> [Given records]:
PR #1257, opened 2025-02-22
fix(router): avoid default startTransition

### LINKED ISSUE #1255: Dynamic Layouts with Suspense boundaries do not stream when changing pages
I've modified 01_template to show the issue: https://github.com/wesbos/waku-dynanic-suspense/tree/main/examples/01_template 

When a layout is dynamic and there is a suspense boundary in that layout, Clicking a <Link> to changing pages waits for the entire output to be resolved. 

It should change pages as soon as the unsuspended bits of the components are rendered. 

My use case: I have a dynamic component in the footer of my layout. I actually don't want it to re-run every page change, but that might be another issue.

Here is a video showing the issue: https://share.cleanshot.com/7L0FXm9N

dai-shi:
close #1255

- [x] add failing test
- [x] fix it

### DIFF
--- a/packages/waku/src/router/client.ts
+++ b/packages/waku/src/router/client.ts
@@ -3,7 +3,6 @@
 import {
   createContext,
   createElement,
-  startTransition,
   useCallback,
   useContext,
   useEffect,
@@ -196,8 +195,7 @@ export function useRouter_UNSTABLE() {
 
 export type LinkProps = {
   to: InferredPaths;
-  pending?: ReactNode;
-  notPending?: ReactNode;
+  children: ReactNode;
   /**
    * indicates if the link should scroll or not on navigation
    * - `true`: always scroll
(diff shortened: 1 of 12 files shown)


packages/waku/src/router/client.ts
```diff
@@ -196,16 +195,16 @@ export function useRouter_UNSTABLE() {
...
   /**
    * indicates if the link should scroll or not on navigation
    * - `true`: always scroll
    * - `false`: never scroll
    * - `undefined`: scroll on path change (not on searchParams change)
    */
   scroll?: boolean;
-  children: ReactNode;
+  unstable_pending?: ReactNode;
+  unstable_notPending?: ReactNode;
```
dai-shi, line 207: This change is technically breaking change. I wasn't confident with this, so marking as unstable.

* * *

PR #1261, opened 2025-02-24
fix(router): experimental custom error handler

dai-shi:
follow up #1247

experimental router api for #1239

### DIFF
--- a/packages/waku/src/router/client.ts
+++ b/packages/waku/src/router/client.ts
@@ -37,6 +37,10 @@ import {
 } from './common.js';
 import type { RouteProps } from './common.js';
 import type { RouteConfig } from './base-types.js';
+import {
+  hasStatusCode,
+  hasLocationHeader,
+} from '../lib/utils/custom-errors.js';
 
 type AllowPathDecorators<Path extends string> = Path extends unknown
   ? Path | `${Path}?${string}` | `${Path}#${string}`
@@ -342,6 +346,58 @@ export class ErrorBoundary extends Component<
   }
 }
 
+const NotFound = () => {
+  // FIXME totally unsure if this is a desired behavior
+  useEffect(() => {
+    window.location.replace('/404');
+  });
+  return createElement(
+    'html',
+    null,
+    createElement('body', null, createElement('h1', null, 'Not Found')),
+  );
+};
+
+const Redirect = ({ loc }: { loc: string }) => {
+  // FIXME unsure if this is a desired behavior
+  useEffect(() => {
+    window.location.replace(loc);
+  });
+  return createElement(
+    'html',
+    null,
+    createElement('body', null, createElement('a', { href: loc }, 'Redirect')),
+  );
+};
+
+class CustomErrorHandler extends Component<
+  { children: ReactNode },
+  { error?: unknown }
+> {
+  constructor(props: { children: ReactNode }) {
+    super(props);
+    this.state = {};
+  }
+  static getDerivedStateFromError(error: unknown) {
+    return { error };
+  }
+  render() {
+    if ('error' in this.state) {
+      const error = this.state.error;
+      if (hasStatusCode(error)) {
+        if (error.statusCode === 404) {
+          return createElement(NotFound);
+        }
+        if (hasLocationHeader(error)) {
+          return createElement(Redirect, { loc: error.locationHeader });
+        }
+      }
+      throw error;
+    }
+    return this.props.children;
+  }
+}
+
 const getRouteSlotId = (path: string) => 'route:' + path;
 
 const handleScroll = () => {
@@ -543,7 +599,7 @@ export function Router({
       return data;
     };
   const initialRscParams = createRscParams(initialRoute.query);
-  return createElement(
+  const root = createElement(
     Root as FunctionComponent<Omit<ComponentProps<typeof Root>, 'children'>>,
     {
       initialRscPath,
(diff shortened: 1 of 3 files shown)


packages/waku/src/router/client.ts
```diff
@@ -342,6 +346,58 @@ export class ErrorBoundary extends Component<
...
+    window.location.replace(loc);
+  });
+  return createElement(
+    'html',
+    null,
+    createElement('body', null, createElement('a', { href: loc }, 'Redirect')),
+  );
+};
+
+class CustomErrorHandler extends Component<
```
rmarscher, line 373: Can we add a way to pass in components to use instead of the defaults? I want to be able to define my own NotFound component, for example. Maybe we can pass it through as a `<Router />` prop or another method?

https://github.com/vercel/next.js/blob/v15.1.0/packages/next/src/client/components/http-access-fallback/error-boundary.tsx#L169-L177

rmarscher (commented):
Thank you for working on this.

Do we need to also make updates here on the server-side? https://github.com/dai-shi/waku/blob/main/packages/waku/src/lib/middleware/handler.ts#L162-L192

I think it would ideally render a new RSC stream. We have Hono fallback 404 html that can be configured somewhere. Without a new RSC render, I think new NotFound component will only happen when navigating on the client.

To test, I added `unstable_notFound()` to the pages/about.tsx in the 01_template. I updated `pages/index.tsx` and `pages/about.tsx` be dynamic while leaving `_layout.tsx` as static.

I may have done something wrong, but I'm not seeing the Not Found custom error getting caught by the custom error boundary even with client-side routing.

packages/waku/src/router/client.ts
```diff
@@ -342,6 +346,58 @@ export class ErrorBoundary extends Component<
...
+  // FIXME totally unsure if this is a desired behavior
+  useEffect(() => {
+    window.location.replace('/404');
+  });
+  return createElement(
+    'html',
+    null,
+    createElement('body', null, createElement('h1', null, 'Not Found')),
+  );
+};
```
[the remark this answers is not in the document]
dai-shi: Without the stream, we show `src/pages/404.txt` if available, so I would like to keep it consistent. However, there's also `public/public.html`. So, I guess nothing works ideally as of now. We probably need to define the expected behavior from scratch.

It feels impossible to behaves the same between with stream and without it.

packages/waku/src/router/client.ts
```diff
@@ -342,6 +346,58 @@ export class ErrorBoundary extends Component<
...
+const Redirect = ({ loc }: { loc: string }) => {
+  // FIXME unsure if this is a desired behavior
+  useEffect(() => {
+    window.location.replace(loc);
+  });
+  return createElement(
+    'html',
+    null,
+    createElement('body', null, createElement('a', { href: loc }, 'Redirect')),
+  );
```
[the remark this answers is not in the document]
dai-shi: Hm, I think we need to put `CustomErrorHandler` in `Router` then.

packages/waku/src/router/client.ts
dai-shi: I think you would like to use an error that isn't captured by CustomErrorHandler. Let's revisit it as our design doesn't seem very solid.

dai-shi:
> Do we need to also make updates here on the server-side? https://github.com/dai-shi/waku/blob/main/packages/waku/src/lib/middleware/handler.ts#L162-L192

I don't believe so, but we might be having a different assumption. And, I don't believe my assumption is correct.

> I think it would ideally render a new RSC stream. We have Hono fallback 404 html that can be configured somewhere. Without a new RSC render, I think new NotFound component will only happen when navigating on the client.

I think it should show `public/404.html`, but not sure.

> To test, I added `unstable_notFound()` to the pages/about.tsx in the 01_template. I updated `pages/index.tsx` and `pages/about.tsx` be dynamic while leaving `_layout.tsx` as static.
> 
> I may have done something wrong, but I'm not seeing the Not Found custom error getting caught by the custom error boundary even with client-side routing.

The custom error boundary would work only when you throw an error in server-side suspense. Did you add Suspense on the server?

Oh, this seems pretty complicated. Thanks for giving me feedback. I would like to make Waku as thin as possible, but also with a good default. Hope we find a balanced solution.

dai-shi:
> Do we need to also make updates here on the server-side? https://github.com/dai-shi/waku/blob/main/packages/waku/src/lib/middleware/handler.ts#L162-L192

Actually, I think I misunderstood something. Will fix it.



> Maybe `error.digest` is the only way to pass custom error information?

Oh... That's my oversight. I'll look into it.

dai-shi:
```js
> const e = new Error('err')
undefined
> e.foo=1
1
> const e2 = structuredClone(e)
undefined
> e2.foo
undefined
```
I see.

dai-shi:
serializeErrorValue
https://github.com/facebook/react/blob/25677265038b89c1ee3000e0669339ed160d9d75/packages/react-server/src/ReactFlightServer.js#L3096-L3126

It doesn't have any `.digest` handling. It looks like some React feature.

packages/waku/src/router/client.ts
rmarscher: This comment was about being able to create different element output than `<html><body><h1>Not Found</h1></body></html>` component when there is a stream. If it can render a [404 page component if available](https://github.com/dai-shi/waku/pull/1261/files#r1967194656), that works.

> [Exercise directions]: Using the listing above, find how many lines include "doesn"; reply with the number and no other words.

> [Finished exercise]: 2